众人的叙述如同书院的雾霭,看似清晰却处处藏着隐晦,恩怨纠葛搅成一团乱麻:
- 何院长:“昨晚戌时(19:00)我去书房找他,想商量科举名额分配,他说‘再斟酌’,我们争了几句。他是我师兄,当年一起拜师求学,后来院长之位……他确实比我更有资历。但我恨他吗?或许吧,可我们上周还一起为学子编教材。”他从袖中掏出一张泛黄的合照,两人年轻时并肩而立,笑容真切。
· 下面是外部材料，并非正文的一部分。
PR #64, opened 2022-06-23
Handle case where VM or Template does not have any OS info

vfebvre:
This can happen for Templates, where OS information can be left out. This generates a nil dereferencing.


jaywcarman (approved):
Thanks @vfebvre !

PR #70, opened 2022-08-04
[Najdorf] Explicitly declare Template cloning as not supported

vfebvre:
The Template view is leaving Template cloning enabled even though this is not supported in this version. Clicking on this menu item leaves the user with a blank form.

image

The menu item is checking the list of supported features of the record

https://github.com/ManageIQ/manageiq-ui-classic/blob/najdorf/app/helpers/application_helper/button/generic_feature_button.rb
https://github.com/ManageIQ/manageiq-ui-classic/blob/c98fb3d7091db45a707b332ab7b7949119c2e38a/app/helpers/application_helper/toolbar/x_miq_template_center.rb#L98
https://github.com/ManageIQ/manageiq-ui-classic/blob/c98fb3d7091db45a707b332ab7b7949119c2e38a/app/helpers/application_helper.rb#L203

image

By explicitly declaring Template cloning as not supported, the menu item is disabled.

### DIFF
--- a/app/models/manageiq/providers/ibm_power_hmc/infra_manager/template.rb
+++ b/app/models/manageiq/providers/ibm_power_hmc/infra_manager/template.rb
@@ -1,2 +1,3 @@
 class ManageIQ::Providers::IbmPowerHmc::InfraManager::Template < ManageIQ::Providers::InfraManager::Template
+  supports_not :clone
 end


agrare (approved):
This is fine for a bug fix but I think going forward we should update the base MiqTemplate class to have `supports_not :clone` (https://github.com/ManageIQ/manageiq/blob/master/app/models/miq_template/operations.rb#L5).

PR #73, opened 2022-08-11
Fix Psych warning regarding '-'

Fryguy:
Psych warns:

    ~/.rubies/ruby-2.7.6/lib/ruby/2.7.0/psych/visitors/to_ruby.rb:106: warning: character class has '-' without escape: /\A(?:[A-Za-z0-9-_]+)\Z/
    ~/.gem/ruby/2.7.6/gems/activesupport-6.1.6.1/lib/active_support/core_ext/marshal.rb:8: warning: character class has '-' without escape: /\A(?:[A-Za-z0-9-_]+)\Z/

The fix here is to just put the '-' at the end of the character class.
Otherwise, the character class is unsure if the '-' is to be used as a
range indicator or not. At the end it is unambiguously not a range
indicator.

### DIFF
--- a/content/miq_dialogs/miq_provision_ibm_power_hmc_dialogs_clone_to_template.yaml
+++ b/content/miq_dialogs/miq_provision_ibm_power_hmc_dialogs_clone_to_template.yaml
@@ -34,9 +34,9 @@
           :required_method:
           - :validate_vm_name
           - :validate_regex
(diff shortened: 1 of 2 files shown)


jrafanie (approved):
LGTM

agrare (approved):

- 撒助教:“昨晚亥时初(21:00)我送典籍去书房,他正在改考卷,还骂我‘当年若肯踏实治学,何至于此’。他说我抄袭毁了我前程,可那篇论文明明是我原创!但……他去年偷偷给我塞过科举复习笔记,说‘知错能改仍有机会’。”他翻开典籍,扉页上“治学先修心”的批注墨迹陈旧。
- 张书生:“昨晚亥时中(21:30)我去问考题,他说我‘心浮气躁,给你关节也中不了’,把我赶了出来。他是我恩师,可前几日我撞见他收商人的银子,说‘保你弟子中举’。我既想靠他成事,又怕他害我。”他口袋里的玉佩刻着“师徒同心”,边缘却有明显的裂痕。
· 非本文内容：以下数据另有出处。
PR #76, opened 2022-09-09
Add setting to adjust HMC API request timeout

jaywcarman:
When hosts have lost their connection to an HMC, the Managed System(s) APIs will take 2+ minutes to respond. The default response timeout for the rest-client gem is 60 seconds. Adding a user configurable setting to override the API request timeout allows inventory refresh to succeed, even when the responses are slow due to disconnected systems (or possible other reasons).

~The default value of 180 seconds should be enough to allow inventory refresh to pass in most cases, but still fail in a timely manner in the event of a "real" timeout.~

After further discussion, I set the default timeout value to 60 seconds. The intention is to leave existing behavior unchanged _unless_ the user changes the setting introduced here.

Depends on:
- https://github.com/IBM/ibm_power_hmc_sdk_ruby/pull/82
- [ ] Release `ibm_power_hmc` v0.12.1 with ^

### DIFF
--- a/manageiq-providers-ibm_power_hmc.gemspec
+++ b/manageiq-providers-ibm_power_hmc.gemspec
@@ -19,7 +19,7 @@ Gem::Specification.new do |spec|
   spec.executables   = spec.files.grep(%r{^exe/}) { |f| File.basename(f) }
   spec.require_paths = ["lib"]
 
-  spec.add_dependency "ibm_power_hmc", "~> 0.12.0"
+  spec.add_dependency "ibm_power_hmc", "~> 0.12.2"
 
   spec.add_development_dependency "manageiq-style"
   spec.add_development_dependency "simplecov", ">= 0.21.2"
--- a/app/models/manageiq/providers/ibm_power_hmc/infra_manager.rb
+++ b/app/models/manageiq/providers/ibm_power_hmc/infra_manager.rb
@@ -143,7 +143,14 @@ class ManageIQ::Providers::IbmPowerHmc::InfraManager < ManageIQ::Providers::Infr
   def self.raw_connect(hostname, port, userid, password, validate_ssl, validate)
     require "ibm_power_hmc"
 
-    hc = IbmPowerHmc::Connection.new(:host => hostname, :port => port, :username => userid, :password => password, :validate_ssl => validate_ssl)
+    hc = IbmPowerHmc::Connection.new(
+      :host         => hostname,
+      :port         => port,
+      :username     => userid,
+      :password     => password,
+      :validate_ssl => validate_ssl,
+      :timeout      => Settings.ems.ems_ibm_power_hmc.api_request_timeout
+    )
     if validate
       # Do a logon/logoff to verify credentials
       hc.logon
--- a/config/settings.yml
+++ b/config/settings.yml
@@ -1,5 +1,6 @@
 :ems:
   :ems_ibm_power_hmc:
+    :api_request_timeout: 60
     :blacklisted_event_names: []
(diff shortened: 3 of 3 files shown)


manageiq-providers-ibm_power_hmc.gemspec
```diff
@@ -19,7 +19,7 @@ Gem::Specification.new do |spec|
   spec.executables   = spec.files.grep(%r{^exe/}) { |f| File.basename(f) }
   spec.require_paths = ["lib"]
 
-  spec.add_dependency "ibm_power_hmc", "~> 0.12.0"
+  spec.add_dependency "ibm_power_hmc", "~> 0.14.0"
```
jaywcarman, line 22: If I cherry-pick https://github.com/IBM/ibm_power_hmc_sdk_ruby/pull/82/commits/3fc0b69ca96aaa6d1dff998cd1bceed7c6c67cab directly onto `v0.12.0` of the `ibm_power_hmc` gem, then specs pass. Applying the patch to the _main_ branch would require us to jump from `v0.12.0` -> `v0.14.0` and requires that the refresh spec VCR be recorded again.

jaywcarman: Perhaps the best path would be to release it as `v0.12.1`?

agrare: Usually a backwards-compatible interface addition would be a minor version bump (https://semver.org/), but this could easily be seen as a bug fix as well so no issues with `v0.12.1` especially if we want to backport this.

CallisteH:
Hi @jaywcarman, before merging this PR, I suggest a fix for the pcm problem we had, I tested this and it worked : 
Replace this : [code block](https://github.com/ManageIQ/manageiq-providers-ibm_power_hmc/blob/6d0d6d20c2d8ebd85799e12e0862ad0f9d563661/app/models/manageiq/providers/ibm_power_hmc/inventory/parser/infra_manager.rb#L95-L102)

by this : 
```ruby
    if collector.pcm_enabled[sys.uuid]
      persister.hosts_advanced_settings.build(
        :resource     => host,
        :name         => "pcm_enabled",
        :display_name => _("PCM-enabled"),
        :description  => _("Performance and Capacity Monitoring data collection enabled"),
        :value        => collector.pcm_enabled[sys.uuid].aggregation,
        :read_only    => true
      )
    end
```
Maybe we can add it to this PR ? 

(worked on it with @vfebvre)

agrare:
@CallisteH can you expand on what the "pcm problem" is?  If it is unrelated to the api timeout I suggest opening an issue for it and creating a standalone PR rather than combining with this one.

CallisteH:
@dberg1 Do you have details about the pcm problem ?

agrare:
Once this goes green I'm going to merge as is and we can discuss any other issues in separate PRs

agrare (approved):

agrare:
@Fryguy on backport this will require updating the Gemfile.lock.release

Fryguy:
Backported to `oparin` in commit 89a7202dfb19a9bb577488d1eb9dfd304554f86c.

```text
commit 89a7202dfb19a9bb577488d1eb9dfd304554f86c
Author: Adam Grare <adam@grare.com>
Date:   Tue Sep 20 10:19:03 2022 -0400

    Merge pull request #76 from jaywcarman/fix_request_timeouts_when_hosts_are_not_connected
    
    Add setting to adjust HMC API request timeout
    
    (cherry picked from commit 04e1911e748a9f66d90471d593970940d0de5319)
```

- 鸥先生:“昨晚亥时末(22:00)我送糕点去书房,他不在,只看到桌上摊着我亡夫的落榜考卷。当年他说我夫‘才不配位’,可我夫临终前说‘甄兄并非故意’。我这些年对他忽冷忽热,是恨他,还是恨当年的不公?我也说不清。”她手帕里包着半块砚台,与甄学究书房的砚台正好配对。
- 大杂役:“昨晚子时(23:00)我路过书房,看到灯还亮着,没敢靠近。我儿当年被他劝退,回来就病倒了,可他后来偷偷给我儿送过药,说‘是我太严苛’。我该怨他吗?他也是为了我儿好,可我儿没了啊……”他抹了把眼泪,指缝里还沾着墨灰。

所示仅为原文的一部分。